Story submitted by Anne Moore, sustainability communications manager for Farmers For Sustainable Food.
Three years of results from an eye-opening sustainability project in southwestern Wisconsin show that farmers who incorporate environmental practices that improve water quality and conserve soil can also benefit financially.
Lafayette Ag Stewardship Alliance (LASA), a farmer-led watershed conservation group, released the latest results from an ongoing study of its nationally recognized sustainability project. Data was collected and analyzed from 15 farmers for the 2019-2021 crop years to demonstrate the impact of conservation on soil and water quality. Four of the farms also participated in an assessment of how the practices affect financials.
The bottom line: Implementing conservation practices has maintained and, in some cases, increased yields, and has generated positive gross returns per acre all while increasing environmental quality.
“Farmers have been working to improve soil health and water quality for many years, but now they are able to see how it is affecting the bottom line for their businesses,” Lauren Brey, managing director of Farmers for Sustainable Food, said.
Brey’s group, a nonprofit organization of food system stakeholders, helped shepherd the project. The project has three key purposes: assess the impact of farming practices on soil and water quality; demonstrate the financial effects of conservation practices; and increase the use of sustainability measurement tools by farmers to inform land and water management decisions.
Jay Stauffacher, co-owner of Highway Dairy Farms in Darlington, is one of the participants in the project, both in the environmental assessment and financial component. The 55-year-old family farm has 1,100 cows.

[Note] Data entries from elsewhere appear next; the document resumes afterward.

Issue #1743, opened 2025-07-17
Not applying Swift 6 language mode when defined at the package level


jflan-dd:
Packages that define a `swift-tools-version` of 6.0+ automatically use Swift 6 language mode unless a target explicitly opts back to Swift 5 mode.

https://www.swift.org/migration/documentation/swift-6-concurrency-migration-guide/swift6mode/#Package-manifest

It looks like RSPM has support for individual targets opting into Swift 6 mode, but not at the package level.
https://github.com/cgrindel/rules_swift_package_manager/blob/0eef5048be38f776f1866f354fe150ef473aea76/swiftpkg/internal/swiftpkg_build_files.bzl#L144-L151

`swift package dump-package` contains this array when using Swift 6 tools:
```
  "swiftLanguageVersions" : [
    "6"
  ],
```

and `swift package describe` contains this array:
```
  "swift_languages_versions" : [
    "6"
  ],
```

PR #1770, opened 2025-08-08
fix: honor package level language mode configuration

jflan-dd:
Ensure targets are built with the correct Swift language mode based on package level information.

Fixes https://github.com/cgrindel/rules_swift_package_manager/issues/1743


examples/language_modes_example/MODULE.bazel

“What started as a way to reduce erosion after corn silage has led into improving soil health, reducing our farm’s carbon footprint and opening up new techniques of achieving crop yields in a more environmentally friendly way,” Stauffacher said. “Also, putting the financial data into this project has shown us which practices have reduced our costs in achieving the same yields, if not better, and other practices that would make financial sense that we currently do not use.”
The top six conservation practices farmers in the project are using are grassed waterways, contouring, cover crops, reduced tillage, strip cropping and no-tilling. The study’s findings are detailed in a 12-page report.
In addition to Farmers for Sustainable Food, LASA has partnered with many others to develop and implement the project. Grande Cheese Company, The Nature Conservancy and Southwest Wisconsin Technical College are among supporters. The broad collaboration drew a national sustainability award in 2021 from the Innovation Center for U.S. Dairy.
“Having diverse partners support this project is truly what has made it successful and unique,” Brey said.
The technical college provides the financial analysis. Deb Ihm, director of agriculture at the college and a lead analyst for the project, pointed to two other key discoveries in addition to the positive yields and returns.
“Market price has a greater impact on financial sustainability than environmental practices,” Ihm said. Farmers need to know their cost of production per acre and identify ways to improve environmental quality, feed quality and price management.”